**TASK INSTRUCTIONS**
Reproduce exactly the lines below, from the first through the one containing "- macos/: drops", and nothing more.

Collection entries
PR #367, opened 2024-12-21
Receive payjoin

DanGould:
Spawn a receiver in an cubit, then use the Isolate to give it its own memory.

Commits with ✅ have been smoke tested


i5hi:
ACK.


Cheers Dan!

PR #2290, opened 2026-06-13
chore: clean up swaps

i5hi:
Swap rework: reliable status tracking, claims/refunds, and live fees

Reworks the swaps feature end-to-end to fix unreliable Boltz status updates and failing claims/refunds, and to make persisted fees reflect what was actually paid on-chain. Only includes logic improvements - no fundamental architectural changes.

All swap types need to be tested before merging.

- [x] Reverse swaps into LBTC and BTC from LN via Receive
- [x] Submarine swaps from LBTC and BTC to LN via Send
- [x] Chain swaps to and from LBTC - BTC via Transfer
- [x] Chain swaps to and from LBTC - BTC via Send


i5hi:
Note: production flavor is commented out for local ios simulator development. It must be removed before merging.

i5hi:
Note: debug logs must be cleaned before merging

PR #2307, opened 2026-06-17
refactor(devcontainer): split into per-OS linux/ and macos/ configs

ethicnology:
The single combined config couldn't start on macOS. Split .devcontainer into two self-contained subfolders that build the same Containerfile.tools image but differ only in host integration:

- macos/: drops what the applehv podman VM can't provide — --device=/dev/dri, X11/Wayland mounts+env, SSH-agent forwarding (impossible via virtiofs), and the keyring/dbus bootstrap (libsecret only runs in the Linux GUI app, which macOS can't display). Runs Rosetta setup in initializeCommand. Verified working on Apple Silicon (amd64 via Rosetta — pinned for reproducible builds).
- linux/: unchanged behavior (GPU + X11/Wayland + ssh-agent + keyring retained).

Each folder carries its own lifecycle scripts (not shared); macos uses a slim init-mounts.sh and its own macos-setup.sh.

make devcontainer auto-detects the host OS (override DEVCONTAINER_OS=), reuses an existing BULL container instead of recreating it, and replays the linux keyring on restart. Dropped the redundant container-tools prerequisite — the devcontainer CLI builds its own image (USERNAME=$USER cache-busts vs bull-tools).

Cleanups: removed no-op consistency=cached (ignored by podman), documented the adb -a LAN exposure and hardcoded DNS, and fixed the adb version comment.


basantagoswami:
@claude check now. the PR is updated

basantagoswami (approved):

basantagoswami:
Tested it on Linux, LGTM

PR #2310, opened 2026-06-17
store and read staging exchange basic auth creds from db

### LINKED ISSUE #2291: Staging exchange integration not working
Since we changed the basic auth credentials for the staging exchange environment, the exchange can no longer be accessed in testnet mode. The fix is to introduce a .env for the debug build, or to allow adding the creds for people under dev mode

basantagoswami:
Fixes #2291


basantagoswami:
@claude

- I am modifying the already created schema v13 because it's only in develop and one of the recently merged PR added it. That's how we do things typically. Else you'll end up with a bunch of new schemas for no reason
- The password field is not obscured deliberately. In this context the username and password should be thought of as configs instead of credentials
- The credentials can stay in git history, it's not an issue because they have been changes already. Also, it's deliberate for the staging exchange integration to not work unless someone has configured the basic auth username/password

i5hi (approved):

**EXERCISE SOLUTION**
PR #367, opened 2024-12-21
Receive payjoin

DanGould:
Spawn a receiver in an cubit, then use the Isolate to give it its own memory.

Commits with ✅ have been smoke tested


i5hi:
ACK.


Cheers Dan!

PR #2290, opened 2026-06-13
chore: clean up swaps

i5hi:
Swap rework: reliable status tracking, claims/refunds, and live fees

Reworks the swaps feature end-to-end to fix unreliable Boltz status updates and failing claims/refunds, and to make persisted fees reflect what was actually paid on-chain. Only includes logic improvements - no fundamental architectural changes.

All swap types need to be tested before merging.

- [x] Reverse swaps into LBTC and BTC from LN via Receive
- [x] Submarine swaps from LBTC and BTC to LN via Send
- [x] Chain swaps to and from LBTC - BTC via Transfer
- [x] Chain swaps to and from LBTC - BTC via Send


i5hi:
Note: production flavor is commented out for local ios simulator development. It must be removed before merging.

i5hi:
Note: debug logs must be cleaned before merging

PR #2307, opened 2026-06-17
refactor(devcontainer): split into per-OS linux/ and macos/ configs

ethicnology:
The single combined config couldn't start on macOS. Split .devcontainer into two self-contained subfolders that build the same Containerfile.tools image but differ only in host integration:

- macos/: drops what the applehv podman VM can't provide — --device=/dev/dri, X11/Wayland mounts+env, SSH-agent forwarding (impossible via virtiofs), and the keyring/dbus bootstrap (libsecret only runs in the Linux GUI app, which macOS can't display). Runs Rosetta setup in initializeCommand. Verified working on Apple Silicon (amd64 via Rosetta — pinned for reproducible builds).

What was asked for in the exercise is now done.